Three-dimensional data are increasingly prevalent across biomedical and social domains. Notable examples are gene-sample-time, individual-feature-time, or node-node-time data, generally referred to as observation-attribute-context data. The unsupervised analysis of three-dimensional data can be pursued to discover putative biological modules, disease progression profiles, and communities of individuals with coherent behavior, among other patterns of interest. It is thus key to enhance the understanding of complex biological, individual, and societal systems. In this context, although clustering can be applied to group observations, its relevance is limited since observations in three-dimensional data domains are typically only meaningfully correlated on subspaces of the overall space.

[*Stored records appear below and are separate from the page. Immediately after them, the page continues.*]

PR #331, opened 2016-09-16
Fix some memory leaks and better memory usage logging

ahgittin:


ahgittin:
@neykov @aledsage the two of you have done the most memory analysis; i'd appreciate a quick look over this.  it's pretty simple and should help with memory analysis.

camp/camp-base/src/main/java/org/apache/brooklyn/camp/spi/collection/BasicResourceLookup.java
```diff
@@ -43,6 +47,11 @@ public synchronized void add(T item) {
         if (old!=null) {
             items.put(old.getId(), old);
             throw new IllegalStateException("Already contains item for "+item.getId()+": "+old+" (adding "+item+")");
```
aledsage: Why does this override the previous value and then throw the exception? I'd have thought we'd either just throw, or we'd override and just log.warn.

camp/camp-base/src/main/java/org/apache/brooklyn/camp/spi/pdp/AssemblyTemplateConstructor.java
```diff
@@ -40,15 +40,22 @@ public AssemblyTemplateConstructor(CampPlatform campPlatform) {
         this.transaction = this.campPlatform.transaction();
     }
     
-    /** records all the templates to the underlying platform */
+    /** records all the templates to the underlying platform 
+     * @deprecated since 0.10.0 use {@link #construct(boolean)} */
     public AssemblyTemplate commit() {
+        return construct(false);
```
aledsage: I see this is now deprecated and not called, but why change the semantics to not actually commit (given that it will now do `transaction.commit()`)? If deprecating, why not leave the semantics as before? Or delete the method entirely?

camp/camp-brooklyn/src/main/java/org/apache/brooklyn/camp/brooklyn/BrooklynCampPlatform.java
```diff
@@ -61,6 +63,11 @@ public BrooklynCampPlatform(PlatformRootSummary root, ManagementContext manageme
         });
     }
 
+    /** finds and returns the {@link CampPlatform} registered for the management context, or null if none */
+    @Nullable public static CampPlatform findPlatform(ManagementContext mgmt) {
+        return mgmt.getConfig().getConfig(BrooklynCampConstants.CAMP_PLATFORM);
```
aledsage: Duplicate of `CampInternalUtils.getCampPlatform(mgmt)`, except this returns nullable rather than throwing an exception.

Feels like we should only have this in one place, rather than in utils and here.

aledsage: Ah, I see you've changed `CampInternalUtils` to delegate to this! Given it's internal, then no strong feelings.

utils/common/src/main/java/org/apache/brooklyn/util/javalang/MemoryUsageTracker.java
```diff
@@ -68,5 +87,76 @@ public long getBytesUsed() {
         memoryTrackedReferences.cleanUp();
         return bytesUsed.get();
     }
+
+    /** forces all soft references to be cleared by trying to allocate an enormous chunk of memory,
+     * returns a description of what was done 
+     * (tune with with {@link #forceClearSoftReferences(long, int)}
```
aledsage: typo: "with with"

core/src/main/java/org/apache/brooklyn/core/mgmt/internal/BrooklynGarbageCollector.java
```diff
@@ -196,7 +210,13 @@ public void gcIteration() {
             gcTasks();
             logUsage("brooklyn gc (after)");
             
-            if (doSystemGc) {
+            double memUsage = 1.0 - 1.0*Runtime.getRuntime().freeMemory() / Runtime.getRuntime().totalMemory();
```
aledsage: Should we instead be using `Runtime.getRuntime().maxMemory()` (for if `-Xms` and `-Xmx` are different)?

utils/common/src/main/java/org/apache/brooklyn/util/javalang/MemoryUsageTracker.java
```diff
@@ -68,5 +87,76 @@ public long getBytesUsed() {
...
+    public static class SoftUsageTracker {
+        private Cache<Object,SoftReference<?>> cache = null;
+        public synchronized void enable() {
+            cache = CacheBuilder.newBuilder().weakKeys().build();
+        }
+        public synchronized void disable() {
+            cache = null;
+        }
+        public long getTotalEntries() {
+            return cache.size();
```
aledsage: `return (cache == null ? -1 : cache.size())` (and hope no-one calls `disable()` concurrently, or that the java threading model messes things up for you by making the `cache` field not fully initialised from the view point of this calling thread!). Maybe you should `synchronize` as well.

aledsage:
The idea behind `MemoryUsageTracker. forceClearSoftReferences()` makes sense, but feels a little scary! The code looks fine though. It will never be enabled in production, only when profiling, so I'm happy to merge it.

The other additions to the regular output of `BrooklynGarbageCollection` look sensible.

---
What about the removal of `MemoryUsageTracker.getBytesUsed()`? Should we either delete that entirely, or leave it in the output of the `BrooklynGarbageCollection`? It's useful to know how big the soft references are (as long as we call it consistently enough).

It currently is a bit confusing having `MemoryUsageTracker.SOFT_REFERENCES` and `MemoryUsageTracker.SoftUsageTracker` (which are unrelated to each other).

You're right to mark that as `@Beta`!

---
If investigating a memory leak, then `jmap -histo:live <pid>` and `jmap -heap <pid>` will both include soft references. A subsequent analysis of the output file from `jmap -dump:live,format=b,file=heap.bin <pid>` will allow you to filter out the soft references, but that's fiddlier.

Looking at `jmap -histo:live` and manually excluding the stdout/stderr of tasks (so streams / byte arrays) will give a good indication of all non-soft references (but you may accidentally ignore things that are not soft-references).

Much longer term, we should consider how best to store historic task details (e.g. in riak) and a better deletion policy for them. But that is a much bigger undertaking.

camp/camp-base/src/main/java/org/apache/brooklyn/camp/spi/collection/BasicResourceLookup.java
ahgittin: agree doesn't make much sense -- have added a TODO comment (as wasn't introduced here and don't want to change, even though i'm pretty sure it's safe)

ahgittin: actually i get it, it puts the old value back before failing.  bit messy, have tidied.

camp/camp-base/src/main/java/org/apache/brooklyn/camp/spi/pdp/AssemblyTemplateConstructor.java
ahgittin: good spot, my mistake

camp/camp-brooklyn/src/test/java/org/apache/brooklyn/camp/brooklyn/EntitiesYamlTest.java
```diff
@@ -1067,4 +1069,35 @@ protected String getEntityTypeName() {
...
+        String yaml =
+            "services:\n"+
+                "- type: "+TestEntity.class.getName()+"\n"+
+                "- type: "+TestEntity.class.getName()+"\n"+
+                "";
+        doTestLeak(yaml);
+    }
+
+    @Test
+    public void testLeakWithPct() throws Exception {
```
ahgittin: platform component template -- have spelt it out

core/src/main/java/org/apache/brooklyn/core/mgmt/internal/BrooklynGarbageCollector.java
ahgittin: good idea, also report on max/total.  done.

utils/common/src/main/java/org/apache/brooklyn/util/javalang/MemoryUsageTracker.java
ahgittin: yes

utils/common/src/test/java/org/apache/brooklyn/util/javalang/MemoryUsageTrackerTest.java
```diff
@@ -81,7 +81,39 @@ private long sizeOfActiveReferences(List<Maybe<byte[]>> references) {
...
+        Assert.assertTrue(1.0*freeMemory/totalMemory < 0.10, 
+            "Should have had less than 10% free memory before clearance, had "+Strings.makeSizeString(freeMemory)+" / "+Strings.makeSizeString(totalMemory));
+        
+        LOG.info("Forcing memory eviction: "+
+            MemoryUsageTracker.forceClearSoftReferences(100*1000, 10*1000*1000));
+        
+        System.gc(); System.gc();
+        totalMemory = Runtime.getRuntime().totalMemory();
+        freeMemory = Runtime.getRuntime().freeMemory();
+        Assert.assertTrue(1.0*freeMemory/totalMemory > 0.90,
```
ahgittin: if it fails because something else has leaked memory that would also be good to know -- let's watch and see

camp/camp-base/src/main/java/org/apache/brooklyn/camp/spi/pdp/AssemblyTemplateConstructor.java
ahgittin: good spot (thought i added this comment but it seems to have been lost)

ahgittin:
aha i hadn't noticed softs in jmap histo.  that's good info.

agree `MemoryUsageTracker` will need more attention in time...

i'll merge as soon as tests pass

camp/camp-base/src/main/java/org/apache/brooklyn/camp/spi/pdp/AssemblyTemplateConstructor.java
```diff
@@ -40,15 +40,22 @@ public AssemblyTemplateConstructor(CampPlatform campPlatform) {
...
         checkState();
         AssemblyTemplate at = builder.build();
-        transaction.add(at).commit();
+        if (!save) transaction.clear();
+        transaction.commit();
         transaction = null;
         return at;
     }
-
+
```
neykov: Can you just not call commit/construct (for the lack of rollback) and let the objects GC instead of doing the API changes in `camp-base`?

core/src/main/java/org/apache/brooklyn/core/mgmt/internal/BrooklynGarbageCollector.java
```diff
@@ -92,16 +93,28 @@
...
+        "brooklyn.gc.doSystemGc", "whether to periodically call System.gc()", false);
+
+    public static final ConfigKey<Double> FORCE_CLEAR_SOFT_REFERENCES_ON_MEMORY_USAGE_LEVEL = 
+        ConfigKeys.newDoubleConfigKey("brooklyn.gc.clearSoftReferencesOnMemoryUsageLevel", 
+            "force clearance of soft references (by generating a deliberate OOME) "
+            + "if memory usage gets higher than this percentage of available memory; "
+            + "Brooklyn will use up to the max, or this percentage, with soft references,"
+            + "so if using any high-memory-usage alerts they should be pegged quite a bit"
+            + "higher than this threshhold "
+            + "(default >1 means never)", 2.0);
```
neykov: The default an unusual way of saying never. `null` is the non-surprising value for this case, even if it complicates the code a bit.

utils/common/src/main/java/org/apache/brooklyn/util/javalang/MemoryUsageTracker.java
```diff
@@ -68,5 +87,76 @@ public long getBytesUsed() {
...
+    public static String forceClearSoftReferences() {
+        return forceClearSoftReferences(1000*1000, Integer.MAX_VALUE);
+    }
+    /** as {@link #forceClearSoftReferences()} but gives control over headroom and max chunk size.
+     * it tries to undershoot by headroom as it approaches maximum (and then overshoot)
+     * to minimize the chance we take exactly all the memory and starve another thread;
+     * and it uses the given max chunk size in cases where the caller wants more precision
+     * (the available memory will be fragmented so the smaller the chunks the more it can
+     * fill in, but at the expense of time and actual memory provisioned) */
+    public static String forceClearSoftReferences(long headroom, int maxChunk) {
```
neykov: `headroom` not used.

neykov:
+1 Keep in mind that there are other heavy users of soft references out of Brooklyn's control. For example groovy's runtime (which knows about every entity created).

Biclustering tackles this challenge but disregards the third dimension. In this scenario, triclustering—the discovery of coherent subspaces within three-dimensional data—has been largely researched to tackle these problems. Despite the diversity of contributions in this field, there still lacks a structured view on the major requirements of triclustering, desirable forms of homogeneity (including coherency, structure, quality, locality, and orthonormality criteria), and algorithmic approaches. This work formalizes the triclustering task and its scope, introduces a taxonomy to categorize the contributions in the field, provides a comprehensive comparison of state-of-the-art triclustering algorithms according to their behavior and output, and lists relevant real-world applications. Finally, it highlights challenges and opportunities to advance the field of triclustering and its applicability to complex three-dimensional data analysis.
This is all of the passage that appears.